Ната и Алим переглянулись. Егор молчал, он уже понял, что все очень серьезно. Хотя все равно не мог осознать до конца.
— А теперь слушайте, — произнес Герасим. — Наш привычный мир только что сломался. Вернее, ваш мир. Кто-то из вас очень постарался и подвесил Нейросеть. И теперь мы все обречены.
Алим посмотрел на Егора, в глазах повис вопрос. Егор качнул головой: подожди.
— Нейросеть? Какая еще Нейросеть? — удивилась Ната.
— Та, что поддерживала порядок в вашем крошечном мирке. Та, что направляла дронов и курьеров с едой в ваши дома. Та, что долгие пять лет обеспечивала всем необходимым вашу жизнь. Создавала вокруг вас воображаемый мир, чтобы вы не сошли с ума и не чувствовали себя одинокими на этом свете.
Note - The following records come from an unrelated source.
PR #14739, opened 2026-03-09
server: handle NaN values in embedding responses

### LINKED ISSUE #14657: bge-m3 only returns NaN on bitcoin whitepaper, other docs
### What is the issue?

 The bge-m3 model returns NaN values through the OpenAI-compatible embeddings API (/v1/embeddings) when processing certain text content, particularly technical documents. 

This causes a 500 error with the message: `failed to encode response: json: unsupported value: NaN`

Environment

  - Ollama Version: 0.17.6
  - OS: Windows 10 / MSYS_NT-10.0-26100
  - Model: bge-m3:latest (ID: 790764642607, Size: 1.2 GB)
  - GPU: NVIDIA GeFORCE RTX 2080 Ti

  Steps to Reproduce

  1. Pull the bge-m3 model
  ```
  ollama pull bge-m3
```

  2. Test with simple text

```
  curl -X POST http://localhost:11434/v1/embeddings \
    -d '{
      "model": "bge-m3",
      "input": "This is a test sentence."
    }'
```
✅ Returns valid 1024-dimensional embedding

  3. Test with technical document content
```
  curl -X POST http://localhost:11434/v1/embeddings \
    -d '{
      "model": "bge-m3",
      "input": "Bitcoin: A Peer-to-Peer Electronic Cash System. Abstract. A purely peer-to-peer version of electronic cash
  would allow online payments to be sent directly from one party to another without going through a financial institution.
  Digital signatures provide part of the solution, but the main benefits are lost if a trusted third party is still required to
   prevent double-spending. We propose a solution to the double-spending problem using a peer-to-peer network. The network
  timestamps transactions by hashing them into an ongoing chain of hash-based proof-of-work, forming a record that cannot be
  changed without redoing the proof-of-work."
    }'
```

  **Expected Behavior**

  Should return a valid 1024-dimensional embedding array, similar to the simple text case.

  **Actual Behavior**

```
  {
    "error": {
      "message": "failed to encode response: json: unsupported value: NaN",
      "type": "api_error",
      "param": null,
      "code": null
    }
  }
```

  Additional Context

  - The same technical text works perfectly with `nomic-embed-text:latest`, which returns valid 768-dimensional embeddings without any NaN values
  - This issue occurs consistently with content from technical PDFs (e.g., Bitcoin whitepaper, research papers)
  - The issue appears to be specific to bge-m3 - other embedding models handle the same content without issues

### Relevant log output

```shell
openai.InternalServerError: Error code: 500 - {'error': {'message': 'failed to encode response: json: unsupported value: NaN', 'type': 'api_error', 'param': None, 'code': None}}
```

### OS

Windows

### GPU

Nvidia

### CPU

Intel

### Ollama version

0.17.6

mvanhorn:
Fixes #14657

## Summary
- Added `ValidateEmbedding` function in the `llm` package to detect NaN/Inf values before JSON serialization
- Applied validation in both runner-level embedding handlers (`ollamarunner` and `llamarunner`) where the crash originates
- Also added NaN/Inf check in the deprecated `EmbeddingsHandler` endpoint which was missing the validation that `EmbedHandler` already had via `normalize()`
- Returns a clear error message (`"model produced invalid embedding values (NaN or Inf)"`) instead of crashing with `json: unsupported value: NaN`

## Context
Go's `encoding/json` does not support NaN or Inf float values. When a model (e.g., bge-m3 with certain inputs) produces NaN values in its embeddings, the JSON encoder crashes with an unhelpful 500 error. The `EmbedHandler` path already catches this via the `normalize()` function, but the runner-level handlers and the deprecated `EmbeddingsHandler` did not have this protection.

The workaround `OLLAMA_FLASH_ATTENTION=false` mentioned in the issue suggests the root cause may be in flash attention computation, which could be investigated separately as a deeper fix.

## Testing
- Added `TestValidateEmbedding` with coverage for valid embeddings, NaN, positive/negative Inf, empty/nil slices, and edge cases
- Existing `TestNormalize` continues to pass

This contribution was developed with AI assistance (Claude Code).

### DIFF
--- a/llm/embedding_test.go
+++ b/llm/embedding_test.go
@@ -61,6 +61,11 @@ func TestValidateEmbedding(t *testing.T) {
 			input:   []float32{-0.1, -0.2, -0.3},
 			wantErr: false,
 		},
+		{
+			name:    "MaxFloat32 is valid",
+			input:   []float32{math.MaxFloat32, -math.MaxFloat32, 0.1},
+			wantErr: false,
+		},
 	}
 
 	for _, tt := range tests {
--- a/server/routes.go
+++ b/server/routes.go
@@ -907,12 +907,13 @@ func (s *Server) EmbeddingsHandler(c *gin.Context) {
 		return
 	}
 
+	if err := llm.ValidateEmbedding(embedding); err != nil {
+		c.AbortWithStatusJSON(http.StatusInternalServerError, gin.H{"error": err.Error()})
+		return
+	}
+
 	var e []float64
 	for _, v := range embedding {
-		if math.IsNaN(float64(v)) || math.IsInf(float64(v), 0) {
-			c.AbortWithStatusJSON(http.StatusInternalServerError, gin.H{"error": "model produced invalid embedding values (NaN or Inf)"})
-			return
-		}
 		e = append(e, float64(v))
 	}
 


mvanhorn:
Thanks for the thorough reviews, @guicybercode and @gambletan! Addressed both key points in the latest push:

1. **Consolidated duplicate validation** - Replaced the inline NaN/Inf check in `routes.go` `EmbeddingsHandler` with a call to `llm.ValidateEmbedding()`. Single source of truth now.
2. **Added `MaxFloat32` test case** - Per @gambletan's suggestion, confirms large finite values pass validation.

Re: error response format inconsistency - good observation. The runners return plain text (that's the existing pattern for runner-level errors in this codebase), while routes use JSON via gin. I kept this as-is to match existing conventions, but happy to align if maintainers prefer.

dominicx:
This issue persists in version 0.20.3 as well. When will this fix be merged?

mvanhorn:
@dominicx Waiting on ollama team review - nothing I can push from here. The patch validates floats before JSON encode, so it should help once merged.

«Ну, кажется, тут у нее не совсем получилось», — подумал Егор.
— А люди? Остальные люди где? — спросила Ната.
— Их нет, — коротко и непонятно объяснил Герасим.
— Ерунда какая-то, — Егор запустил поиск.
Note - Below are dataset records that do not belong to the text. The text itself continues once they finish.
Issue #867, opened 2020-09-08
Another bug with counter circle undo/redo


hosiet:
**Flameshot version**
git HEAD

**Describe the bug**
I think there are still bugs with counter circle undo/redo.

**Reproduce the bug**
* Invoke counter circle 1, 2, 3, 4, 5
* Undo
* Undo
* Redo
* Redo
* Invoke counter circle again. It is supposed to be 6 but actually gives 4.

borgmanJeremy:
Good catch. I need to have redo emit the increments.

borgmanJeremy:
Thanks for all the testing on this new feature. Hopefully this is the last bug :)

The fix is not as elegant as I want it to be, but the UndoStack as provided by Qt uses strings instead of any other type of ID.

PR #868, opened 2020-09-09
Fix count when the redo tool is called with circle counter

borgmanJeremy:
Checked if the tool about to be called in the "redo" method is the circle counter. If it is, need to increment the count to make up for subtraction during undo.


borgmanJeremy:
Closes #867

PR #878, opened 2020-09-10
Merge Conflicts for #516

borgmanJeremy:
This merges PR #516  and resolves merge conflicts.

### DIFF
--- a/src/config/geneneralconf.cpp
+++ b/src/config/geneneralconf.cpp
@@ -18,16 +18,18 @@
 #include "geneneralconf.h"
 #include "src/core/controller.h"
 #include "src/utils/confighandler.h"
+#include "src/utils/filenamehandler.h"
 #include <QCheckBox>
 #include <QFile>
 #include <QFileDialog>
 #include <QGroupBox>
 #include <QHBoxLayout>
+#include <QLineEdit>
 #include <QMessageBox>
 #include <QPushButton>
+#include <QStandardPaths>
 #include <QTextCodec>
 #include <QVBoxLayout>
-
 GeneneralConf::GeneneralConf(QWidget* parent)
   : QWidget(parent)
 {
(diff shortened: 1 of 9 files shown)


borgmanJeremy:
@hosiet This fixes the merge conflicts of #516  I can't remember if we wanted to merge this before 0.8 or not. If we do, please give it one last look. I did some local testing but it could use a second set of eyes.

hosiet:
I didn't find major problems. There is only one minor part that might be improved:

In `src/utils/screenshotsaver.cpp`, it's possible to send out "imaged saved to clipboard" notification before copying the image into clipboard. Logically the notification should only be sent out after the clipboard action has finished. I believe this issue is not related to this Pull Request (since the original behavior is the same) but this can be improved.

joecharamut:
This fix causes a double notification as saveToFilesystem() also sends out its own.

borgmanJeremy:
Do we not want the double notification? It is notifying the user of 2 different things, saving to disk and copying to clipboard.

joecharamut:
In the other PR someone reported it was freezing flameshot for a long time before saving the image, so maybe we add a special message for this?

joecharamut:
[This comment](https://github.com/flameshot-org/flameshot/pull/516#issuecomment-582666125)

borgmanJeremy:
Hrm thats wierd. But yeah that makes sense too. Lets change it so if it does both the user only gets 1 notification that both actions happened. It doesn't help with what @hosiet pointed out (ie the notification may still happen before the action), but at least all code paths get 1 and only 1 notification.

joecharamut:
Sounds good

borgmanJeremy:
Okay I think this makes it so the message is accurate and only emitted once. I elected to use a "string prefix" rather than a flag to the save function to make it stateless and more flexible. Overall the notifications could use some refactoring to make it its own clean subsystem but no rush to do that.

joecharamut:
Looks like it works on my end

Герасим вздохнул. Огромный, седой — и чудовищно усталый, как сообразил Егор.
— Итак. Еще раз, с самого начала, мальчик Егор. Ты слушаешь? Астероид пролетел мимо Земли, это раз. Но оставил нам в подарок космическую Пыль. Это два. Пыль медленно, но верно уничтожила на корню всех высших приматов — горилл, шимпанзе, орангутанов — и вслед за ними взялась за человечество. Недаром эту Пыль называют «Убийца разума». Это три.
Егор раздраженно отмахнулся.
— Ну и зачем вы нам Википедию пересказываете? Все это знают.
Но Герасима было не сбить.
— Кто успел спрятаться, эти пять лет прожили в строгой изоляции, — сказал он. — И все равно потихоньку умирали. Конец света случился. Просто вам про него не сказали.
— Но почему именно мы?!
Герасим засмеялся.
— Откровенно говоря, тебе лично, мальчик Егор, и твоим друзьям просто повезло.
Егор вскочил на ноги.
— Хватит!! — закричал он. И сам испугался собственного надорванного голоса. — Или я…
Герасим обидно прищурился.
— Что ты?
— Ничего. Хватит называть меня мальчиком!
Герасим снова засмеялся. Гулкий рокот, словно внутри старика — огромная пустота.
— Тебе меня никак не заткнуть, мальчик. И ты не сможешь дать мне по роже, какая досада, правда? Я просто выкручу на максимум громкость микрофона.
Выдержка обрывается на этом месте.